PR #671, opened 2023-05-05
SONARIAC-752 Log filename when file identifier does not match in YamlSensor

nils-werner-sonarsource:


iac-common/src/main/java/org/sonar/iac/common/extension/IacSensor.java
```diff
@@ -115,6 +115,13 @@ public void execute(SensorContext sensorContext) {
     statistics.log();
   }
 
+  private List<InputFile> inputFiles(SensorContext sensorContext) {
+    FileSystem fileSystem = sensorContext.fileSystem();
+    FilePredicate predicate = mainFilePredicate(sensorContext);
+    return StreamSupport.stream(fileSystem.inputFiles(predicate).spliterator(), false)
+      .collect(Collectors.toList());
+  }
```
nils-werner-sonarsource, line 123: That way the predicates are only applied once. Before there were applied in lines 101 and 158.

iac-extensions/cloudformation/src/test/java/org/sonar/iac/cloudformation/plugin/CloudformationSensorTest.java
```diff
@@ -35,6 +37,8 @@
 
 class CloudformationSensorTest extends ExtensionSensorTest {
 
+  @RegisterExtension
+  LogTesterJUnit5 logTester = new LogTesterJUnit5();
```
jonas-wielage-sonarsource, line 41: Should not be needed, as there is already a logtester in a parent class

iac-extensions/kubernetes/src/test/java/org/sonar/iac/kubernetes/plugin/KubernetesSensorTest.java
```diff
@@ -66,6 +66,11 @@ void shouldNotParseYamlFileWithoutIdentifiers() {
   void shouldNotParseYamlFileWithIncompleteIdentifiers() {
     analyse(sensor(), inputFile("apiVersion: ~\nkind: ~\nmetadata: ~\n"));
     asserNotSourceFileIsParsed();
+
+    var logs = logTester.logs(LoggerLevel.DEBUG);
```
jonas-wielage-sonarsource, line 70: The logtester could also be retrieved from the parent class

jonas-wielage-sonarsource (approved):
LGTM, only small nitpicks

iac-common/src/main/java/org/sonar/iac/common/extension/IacSensor.java
jonas-wielage-sonarsource: I don't see any duplicate applications before, but looks good nonetheless!

PR #673, opened 2023-05-08
SONARIAC-782 Invalid line offset while issue reporting should not lead to analysis failure

nils-werner-sonarsource:


jonas-wielage-sonarsource (approved):
LGTM, but could lead to issues with the reporting that we miss

PR #681, opened 2023-05-23
SONARIAC-830 Add Azure Resource Manager Extensions: Provide AzureResourceManagementSensor

rudy-regazzoni-sonarsource:


rudy-regazzoni-sonarsource:
The missing code coverage can't reliably be achieved here from my perspective: we don't have specific tests for settings class, and this code will be tested through some other classes once we have other extensions set and defined in our ArmExtension class.

iac-common/src/test/java/org/sonar/iac/common/extension/FileIdentificationPredicateTest.java
```diff
@@ -0,0 +1,84 @@
...
+
+class FileIdentificationPredicateTest {
+
+  @RegisterExtension
+  public LogTesterJUnit5 logTester = new LogTesterJUnit5();
+
+  private static final String IDENTIFIER = "myidentifier";
+
+  @Test
+  void emptyIdentifierAlwaysTrue() {
```
mstachniuk, line 44: Thanks for those tests

iac-extensions/arm/src/main/java/org/sonar/iac/arm/plugin/ArmExtension.java
```diff
@@ -23,10 +23,19 @@
...
 public class ArmExtension {
 
+  public static final String REPOSITORY_KEY = "azureresourcemanager";
+
   private ArmExtension() {
   }
 
   public static void define(Plugin.Context context) {
-    // empty for now
+    // TODO: uncomment once we have the other extensions available
```
mstachniuk, line 32: I think this can be uncommented now

iac-extensions/arm/src/test/java/org/sonar/iac/arm/plugin/ArmSensorTest.java
```diff
@@ -0,0 +1,106 @@
...
+  }
+
+  @Override
+  protected InputFile validFile() {
+    return inputFile("object.json", "{\"key\":\"value\"}");
+  }
+
+  @Override
+  protected void verifyDebugMessages(List<String> logs) {
+    // TODO
```
mstachniuk, line 104: You can simply add `assertThat(logTester.logs(LoggerLevel.DEBUG)).isEmpty()` or some equivalent.

mstachniuk (approved):

iac-extensions/arm/src/main/java/org/sonar/iac/arm/plugin/ArmExtension.java
rudy-regazzoni-sonarsource: Not yet, unfortunately: If I do so, I get an error message because it is expecting to have an associated profile extension, and since it cannot find it, it is not able to instantiate the bean and so crash.
Should be good in the second subticket!

iac-extensions/arm/src/test/java/org/sonar/iac/arm/plugin/ArmSensorTest.java
rudy-regazzoni-sonarsource: I replaced with proper values in the end, didn't saw that this part was indirectly already done and ready for test.

PR #683, opened 2023-05-23
SONARIAC-835 ARM Parse empty JSON to File

mstachniuk:


iac-extensions/arm/src/main/java/org/sonar/iac/arm/parser/ArmParser.java
```diff
@@ -0,0 +1,58 @@
...
+import javax.annotation.Nullable;
+import org.sonar.iac.arm.tree.api.ArmTree;
+import org.sonar.iac.arm.tree.impl.json.FileImpl;
+import org.sonar.iac.common.extension.ParseException;
+import org.sonar.iac.common.extension.TreeParser;
+import org.sonar.iac.common.extension.visitors.InputFileContext;
+import org.sonar.iac.common.yaml.YamlParser;
+import org.sonar.iac.common.yaml.tree.FileTree;
+
+public class ArmParser implements TreeParser<ArmTree> {
```
rudy-regazzoni-sonarsource, line 32: I see you are later using a `YamlParser`.
I checked how `CloudFormationParser` is done, it is currently extending directly from the `YamlParser`.
Do you think it would make sense here? Seems a bit strange to instantiate a different parser in your parser.

iac-extensions/arm/src/test/java/org/sonar/iac/arm/parser/ArmParserTest.java
```diff
@@ -0,0 +1,71 @@
...
+    File tree = (File) parser.parse("{}", null);
+    assertThat(tree.statements()).isEmpty();
+    assertThat(tree.children()).isEmpty();
+    assertThat(tree.parent()).isNull();
+    Throwable throwable = catchThrowable(tree::textRange);
+    assertThat(throwable).isInstanceOf(IllegalArgumentException.class);
+
+    // temp test for coverage
+    tree.setParent(tree);
+    assertThat(tree.parent()).isSameAs(tree);
```
rudy-regazzoni-sonarsource, line 49: Suggestion: if this is to be replaced later, maybe we should have this comment in the `TODO` form, to have it raised and kept in Sonar until we remove it?

iac-extensions/arm/src/test/java/org/sonar/iac/arm/parser/ArmParserTest.java
```diff
@@ -0,0 +1,71 @@
...
+  }
+
+  @Test
+  void shouldThrowExceptionWhenParseError() {
+    Throwable throwable = catchThrowable(() -> parser.parse("{", null));
+    assertThat(throwable)
+      .isInstanceOf(ParseException.class)
+      .hasMessage("Failed to parse");
```
rudy-regazzoni-sonarsource, line 57:
```suggestion
  assertThatThrownBy(() -> parser.parse("{", null))
    .isInstanceOf(ParseException.class)
    .hasMessage("Failed to parse");
```
Small suggestion regarding assertions on throwable, I saw that we are doing it that way at other places, may be a bit simpler.

iac-extensions/cloudformation/src/main/java/org/sonar/iac/cloudformation/plugin/CloudformationSensor.java
```diff
@@ -62,7 +61,7 @@ public CloudformationSensor(SonarRuntime sonarRuntime, FileLinesContextFactory f
 
   @Override
   protected TreeParser<Tree> treeParser() {
-    return new YamlParser(new CloudformationConverter());
+    return new CloudformationParser();
   }
```
rudy-regazzoni-sonarsource, line 65: Good point!

rudy-regazzoni-sonarsource (approved):
LGTM! Nice work, please see my suggestions.

iac-extensions/arm/src/main/java/org/sonar/iac/arm/parser/ArmParser.java
mstachniuk: The `CloudFormationParser` extends `YamlParser` to use `CloudformationConverter` to do some magic, we don't need it.
The second reason is that methods defined in `YamlParser` return types from `org.sonar.iac.common.yaml.tree` package and we would have another tree structure just for ARM.
Finally, it will be easier to extend it or refactor it in case of implementing Bicep parser in the future.

iac-extensions/arm/src/test/java/org/sonar/iac/arm/parser/ArmParserTest.java
mstachniuk: ok

iac-extensions/arm/src/test/java/org/sonar/iac/arm/parser/ArmParserTest.java
mstachniuk: OK it is a bit simpler, I will change it here because those tests are small. IMO it is also ok to use both formats. In `catchThrowable` the tested method is in a single line, so it is easier to find it in long tests. In `assertThatThrownBy` putting a new line after to visually separate "given when then" part looks strange.

nils-werner-sonarsource (commented):
I've added two comments regarding an annotation about nullability. As well I think you can improve the coverage when implementing a FileImplTest, can't you?

iac-extensions/arm/src/main/java/org/sonar/iac/arm/tree/impl/AbstractArmTreeImpl.java
```diff
@@ -0,0 +1,52 @@
...
+  protected ArmTree parent;
+
+  @Override
+  public TextRange textRange() {
+    if (textRange == null) {
+      List<TextRange> childRanges = children().stream().map(HasTextRange::textRange).collect(Collectors.toList());
+      textRange = TextRanges.merge(childRanges);
+    }
+    return textRange;
+  }
```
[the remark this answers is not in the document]
mstachniuk: I thought about `default` method in `Tree` interface, but then it needs to be recalculated every time because fields in Java interfaces are `final`. I'm not sure if introducing a next level in our already big class hierarchy to save 8 lines of code is a good idea 🤔  The benefit is small in comparison to complexity. 
Anyway if still needed it's better to handle it in separate PR

PR #686, opened 2023-05-26
SONARIAC-838 Convert JSON to Minimal ARM AST Model: ARM Parse Output

rudy-regazzoni-sonarsource:


iac-extensions/arm/src/main/java/org/sonar/iac/arm/parser/ArmParser.java
```diff
@@ -99,31 +125,113 @@ private static List<ResourceDeclaration> convertResources(SequenceTree resource)
...
+   * Transform a collection of TupleTree into a Map of Property to easily find specific properties and process them.
+   * This is a recursive method which will also convert sub-object, adding a prefix at every level.
+   * Example :
+   * {
+   *   "key1" : "value1",
+   *   "key2 : {
+   *     "key3" : "value3"
+   *   }
+   * }
+   * => Will be translated into this Map {"key1":"value1", "key2.key3":"value3"}
```
mstachniuk, line 212: What if `key2` contains a dot? It's a valid string in JSON. I'm not sure what character might be good here as separator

- Your instructions
Whichever lines of the material hold the word "sensorContext", find and copy them.

- Answer space
@@ -115,6 +115,13 @@ public void execute(SensorContext sensorContext) {
+  private List<InputFile> inputFiles(SensorContext sensorContext) {
+    FileSystem fileSystem = sensorContext.fileSystem();
+    FilePredicate predicate = mainFilePredicate(sensorContext);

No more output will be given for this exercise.